**What is required:** Copy the entries exactly, through the "sebn: I was" line.

Collected data:
↓

PR #1179, opened 2018-09-21
test/builders: Improvements

sebn:

- [ ] PR is not too big


core/metadata.js
```diff
@@ -247,6 +248,15 @@ function isUpToDate (side /*: SideName */, doc /*: Metadata */) {
   return currentRev === lastRev
 }
 
+function markAsUpToDate (doc /*: Metadata */) {
+  let rev = extractRevNumber(doc) + 1
+  for (let s of ['local', 'remote']) {
+    doc.sides[s] = rev
+  }
+  delete doc.errors
+  return rev
```
sebn: I was hoping to reuse this new function in test builders, but looks like it won't be so easy.
Still I kept it in the PR because it was working.

PR #1186, opened 2018-10-02
Scenario loop back

aenario:


core/merge.js
```diff
@@ -331,26 +331,25 @@ class Merge {
...
-      docs = await this.pouch.byRecursivePathAsync(was._id)
-    } catch (err) {
-      throw err
-    }
+    const docs = await this.pouch.byRecursivePathAsync(was._id)
     move(was, folder)
     let bulk = [was, folder]
-    for (let doc of Array.from(docs)) {
+
+    const modifiedIDs = docs.map((doc) => doc._id.replace(was._id, folder._id))
```
sebn: `(doc) => doc._id.replace(was._id, folder._id)` logic duplicates line 345 (now 346).

Maybe extract a function? e.g.

```js
const destinationId = doc => doc._id.replace(was._id, folder._id)
const destinationIds = docs.map(destinationId)
...
for (let doc of docs) {
  ...
  dst._id = destinationId(doc)
```

core/merge.js
```diff
@@ -331,26 +331,25 @@ class Merge {
...
+    const result = await this.pouch.db.allDocs({keys: modifiedIDs})
+    const existingsDestinations = {}
+    for (let r of result.rows) if (r.value) existingsDestinations[r.key] = r.value.rev
```
sebn: Maybe rename const, extract revs retrieval to Pouch and prevent PLOP? e.g.

```js
// Pouch

async allRevsByIds (ids /*: string */) /*: Promise<Metadata[]> */ {
  const results = await this.db.allDocs({keys: ids})
  return _.chain(results).filter('value').map(({value}) => [value.id, value.rev]).fromPairs().value()
}

// Merge
const existingDestinationRevs = await this.pouch.allRevsByIds(destinationIds)
```

(this is textarea driven development, commit & deploy without fear :sunglasses:)

sebn: My bad, return type should be `Promise<{[string]: string}>`

sebn: Bonus point if we alias `type Rev = string` & `type Id = string` for documentation purpose :rainbow: 
So we could write `Promise<{[Id]: Rev}>`

PR #1188, opened 2018-10-05
WIP: core/local: Refactor analysis

sebn:


core/local/analysis.js
```diff
@@ -36,34 +36,12 @@ module.exports = function analysis (events /*: LocalEvent[] */, pendingChanges /
...
 
-const panic = (context, description) => {
-  log.error(_.merge({sentry: true}, context), description)
-  throw new Error(description)
-}
-
 function analyseEvents (events /*: LocalEvent[] */, pendingChanges /*: LocalChange[] */) /*: LocalChange[] */ {
   const stopMeasure = measureTime('LocalWatcher#analyseEvents')
-  // OPTIMIZE: new Array(events.length)
-  const changes /*: LocalChange[] */ = []
```
sebn: I wonder why we were listing all changes separately... Isn't it impossible to end up with multiple changes for the same inode? Would it even be possible to have multiple changes for the same (destination) path?

core/local/ChangeMap.js
```diff
@@ -0,0 +1,65 @@
...
+  const changes /*: LocalChangeMap */ = empty()
+  for (const c of pendingChanges) { put(changes, c) }
+  return changes
+}
+
+function put (changes /*: LocalChangeMap */, c /*: LocalChange */) {
+  const previousChange /*: ?LocalChange */ = typeof c.ino === 'number'
+    ? changes.byInode.get(c.ino)
+    : null
+  // FIXME: Is it really needed?
```
sebn: See question on deleted code.

core/local/ChangeMap.js
```diff
@@ -0,0 +1,65 @@
...
+  if (previousChange && previousChange.path !== c.path) {
+    changes.byPath.delete(previousChange.path)
+    // FIXME: Is there anything to remove from changes.withoutInode?
```
sebn: See question on deleted code.

core/local/ChangeMap.js
```diff
@@ -0,0 +1,65 @@
...
+  byPath: Map<string, LocalChange>,
+  withoutInode: LocalChange[]
+}
+*/
+
+function empty () /*: LocalChangeMap */ {
+  return {
+    byInode: new Map(),
+    byPath: new Map(),
+    withoutInode: [] // FIXME: Is it really needed?
```
sebn: See question on deleted code.

core/local/change.js
```diff
@@ -129,13 +90,66 @@ function isChildAdd (a /*: LocalChange */, b /*: LocalChange */) { return childO
...
+        fileMoveFromTo(sameInodeChange, e) ||
+        fileMoveSuccessiveTo(sameInodeChange, e) ||
+        fileMoveIdenticalOffline(e) ||
+        fromEvent(e)
+      )
+    case 'addDir':
+      return (
+        dirMoveSuccessiveTo(sameInodeChange, e) ||
+        dirMoveFromTo(sameInodeChange, e) ||
+        dirMoveIdentical(sameInodeChange, e) ||
```
sebn: Thanks to the new renamed functions, we can easily see differences between branches...
Maybe those differences are normal, in which case we could add a comment explaining e.g. why some case is not relevant for files while it is for dirs...

core/local/change.js
```diff
@@ -129,13 +90,66 @@ function isChildAdd (a /*: LocalChange */, b /*: LocalChange */) { return childO
...
+      return (
+        fileMoveFromTo(sameInodeChange, e) ||
+        fileMoveSuccessiveTo(sameInodeChange, e) ||
+        fileMoveIdenticalOffline(e) ||
+        fromEvent(e)
+      )
+    case 'addDir':
+      return (
+        dirMoveSuccessiveTo(sameInodeChange, e) ||
+        dirMoveFromTo(sameInodeChange, e) ||
```
sebn: Thanks to the new renamed functions, we can easily see differences between branches...
E.g. why are those two in reverse order compared to the (file) `'add'` branch?

sebn: Maybe some of those differences are normal, in which case we could add a comment explaining why some case is relevant on one branch but not on the other.

core/local/change.js
```diff
@@ -286,71 +317,128 @@ const ensureValidMoveEvent = (moveChange /*: LocalMove */, event /*: LocalMoveEv
...
+  if (existingMove && existingMove.type === 'DirMove') {
+    const moveChange = _.clone(existingMove)
+    if (!moveChange.wip &&
+         moveChange.path === e.path &&
+         moveChange.stats.ino === e.stats.ino
+       ) {
+      // FIXME This is based on a bug in chokidar where
+      // an overwriting move have two addDir events on mac+APFS
+      // but no unlinkDir for the overwritten destination.
+      moveChange.overwrite = true
```
sebn: Maybe this branch would deserve its own function (to be called directly).

sebn:
I believe builds should be green soon :tada: 
Although I'm still wondering whether this breaks something, especially the `changes` array removal.
Except for this, I'm quite happy with the git added/deleted ratio Vs the huge readability improvement. :smile:

core/local/change.js
```diff
@@ -88,24 +67,6 @@ function build (type /*: string */, path /*: string */, opts /*: ?{stats?: fs.St
   return change
 }
 
-function maybeAddFile (a /*: ?LocalChange */) /*: ?LocalFileAddition */ { return (a && a.type === 'FileAddition') ? a : null }
-function maybePutFolder (a /*: ?LocalChange */) /*: ?LocalDirAddition */ { return (a && a.type === 'DirAddition') ? a : null }
-function maybeMoveFile (a /*: ?LocalChange */) /*: ?LocalFileMove */ { return (a && a.type === 'FileMove') ? a : null }
-function maybeMoveFolder (a /*: ?LocalChange */) /*: ?LocalDirMove */ { return (a && a.type === 'DirMove') ? a : null }
-function maybeDeleteFile (a /*: ?LocalChange */) /*: ?LocalFileDeletion */ { return (a && a.type === 'FileDeletion') ? a : null }
-function maybeDeleteFolder (a /*: ?LocalChange */) /*: ?LocalDirDeletion */ { return (a && a.type === 'DirDeletion') ? a : null }
```
sebn: I'm so glad to remove those crappy flow-related functions.

core/local/change.js
```diff
@@ -88,24 +67,6 @@ function build (type /*: string */, path /*: string */, opts /*: ?{stats?: fs.St
...
-    const anyChange = changes[i]
-    const rightTypeChange /*: ?T */ = maybeRightType(anyChange)
-    if (rightTypeChange != null && predicate(rightTypeChange)) {
-      if (remove) changes.splice(i, 1)
-      return rightTypeChange
-    }
-  }
-}
-
 function isChildMove (a /*: LocalChange */, b /*: LocalChange */) /*: boolean %checks */ {
```
sebn: This one is actually not used anymore too (was inlined in analysis), but I didn't remove it yet.

core/local/change.js
sebn: Also, in case your editor has an outline view, you'll appreciate the new names natural sorting :smile:

PR #1193, opened 2018-10-09
core/local: Fix non-empty dir moves `a/` to `c/` and `b/` to `a/`

sebn:


sebn:
It actually fails for a more complex case.

core/local/change.js
```diff
@@ -172,7 +172,6 @@ function dirMoveFromUnlinkAdd (unlinkChange /*: LocalDirDeletion */, e /*: Local
     stats: e.stats,
     old: unlinkChange.old,
     ino: unlinkChange.ino,
-    overwrite: e.old,
```
sebn: This is the key change.

aenario: This is a revert of https://github.com/cozy-labs/cozy-desktop/pull/1181/files , no ?

PR #1200, opened 2018-10-11
Update onboarding procedure

taratatach:
For Fedora 28:
  - add transifex-client, docker and docker-compose dependencies

  Add build and run steps, including the creation of a Transifex
  account (i.e. to get an API token).

  Add command to start the included development cozy-stack via docker in
  the testing procedure.

- [x] PR is not too big

### DIFF
--- a/doc/developer/requirements.md
+++ b/doc/developer/requirements.md
@@ -79,13 +79,13 @@ parameters below):
     docker-machine create default
     eval $(docker-machine env default)
 
-### Fedora 27
+### Fedora 28
 
-    sudo dnf install docker gcc-c++ git nodejs
-    cd /etc/yum.repos.d/
-    sudo wget https://dl.yarnpkg.com/rpm/yarn.repo
-    cd -
-    sudo dnf install yarn
+    sudo wget https://dl.yarnpkg.com/rpm/yarn.repo -O /etc/yum.repos.d/yarn.repo
+    sudo dnf install docker gcc-c++ git nodejs yarn transifex-client python3-pip
+    sudo pip install docker-compose
+    sudo groupadd docker
+    sudo usermod -aG docker $USER # Restart your session so this takes effect
 
 ### Ubuntu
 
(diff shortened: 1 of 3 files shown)


edas:
👍

doc/developer/requirements.md
```diff
@@ -79,13 +79,13 @@ parameters below):
...
-    sudo dnf install docker gcc-c++ git nodejs
-    cd /etc/yum.repos.d/
-    sudo wget https://dl.yarnpkg.com/rpm/yarn.repo
-    cd -
-    sudo dnf install yarn
+    sudo wget https://dl.yarnpkg.com/rpm/yarn.repo -O /etc/yum.repos.d/yarn.repo
+    sudo dnf install docker gcc-c++ git nodejs yarn transifex-client python3-pip
+    sudo pip install docker-compose
+    sudo groupadd docker
+    sudo usermod -aG docker $USER # Restart your session so this takes effect
```
sebn: :+1:

doc/developer/requirements.md
```diff
@@ -127,3 +122,33 @@ You can also run any cozy-stack command with the `yarn cozy-stack` script, e.g.:
...
 yarn cozy-stack apps install --domain cozy.tools:8080 drive 'git://github.com/cozy/cozy-drive.git#build-drive'
 ```
+
+## cozy-desktop
+
+### Create a transifex API token
+
+- Create an account on http://www.transifex.com
+- Join the Cozy team
+- Get your API token from the account settings page
```
sebn: It should not really be a requirement to build the app, assuming the translations in git are up-to-date.
And I wonder whether making it a requirement is packager-friendly...

Maybe we could just explain that the build script will try to update the translations when the `transifex` client is on the `PATH`, assuming one already has an account & the client is already set up with a token?
We could later add a doc explaining the transifex setup & workflow and add a link to it from here? WDYT?

doc/developer/requirements.md
```diff
@@ -127,3 +122,33 @@ You can also run any cozy-stack command with the `yarn cozy-stack` script, e.g.:
...
+yarn install
+```
+
+### Build everything
+
+```
+yarn build
+```
+
+The requested token is your transifex API token.
```
sebn: Those are already in `setup.md`.

Initially we only had `doc/developer/setup.md`.
Then @enguerran extracted `doc/developer/requirements.md` from it.
Now we're moving yarn install/build sections from `setup.md` to `requirements.md`...
So I'm a bit confused :slightly_smiling_face:

What do we expect from this `requirements.md` file?
Should it list everything required to build the app? (what I was expected, but maybe I'm wrong)
In which case, `yarn install` could be considered a requirement, but not `yarn build` since it's the actual build?

What else from `setup.md` should or should not go into `requirements.md`?
Should we turn `setup.md` into a `README.md` including links to other docs (or just single commands when possible) in the most logical order? (sounds good to me)

Please note building could deserve its own `build.md` doc, explaining how to build Elm/Stylus & update transifex translations at once (this is `yarn build`) and also how to build the final packages (`yarn dist` and its various options). But this one is definitely out of the scope of this PR.

doc/developer/requirements.md
sebn: (we could also try to fix the npm script)

sebn: Or just change the section title to:

```markdown
## Transifex (optional)
```

taratatach: I added this part because the setup procedure was leading to the question being raised and I had no idea what this was about.
Since this is optional, we should make sure the procedure doesn't lead to it unless we request it.

doc/developer/requirements.md
taratatach: I added the yarn commands because I didn't see anything about checking the build is working. I'm not sure separating requirements from the rest of the setup is best but this was probably done for a reason.

Maybe I could add a link back to `setup.md` from the requirements instead?

PR #1201, opened 2018-10-12
core/local/analysis: Don't confuse addDir(a)+addDir(a) with renaming

sebn:


sebn:
Congrats to @aenario for ending with the exact same conclusion on #1202 :smile:

PR #1202, opened 2018-10-12
core/analysis: multiple adds for same path is not move

aenario:

- [x] PR is not too big


aenario:
Turns out different symptoms add the same cause (see https://github.com/cozy-labs/cozy-desktop/pull/1201)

↑

**Answer below:**
PR #1179, opened 2018-09-21
test/builders: Improvements

sebn:

- [ ] PR is not too big


core/metadata.js
```diff
@@ -247,6 +248,15 @@ function isUpToDate (side /*: SideName */, doc /*: Metadata */) {
   return currentRev === lastRev
 }
 
+function markAsUpToDate (doc /*: Metadata */) {
+  let rev = extractRevNumber(doc) + 1
+  for (let s of ['local', 'remote']) {
+    doc.sides[s] = rev
+  }
+  delete doc.errors
+  return rev
```
sebn: I was hoping to reuse this new function in test builders, but looks like it won't be so easy.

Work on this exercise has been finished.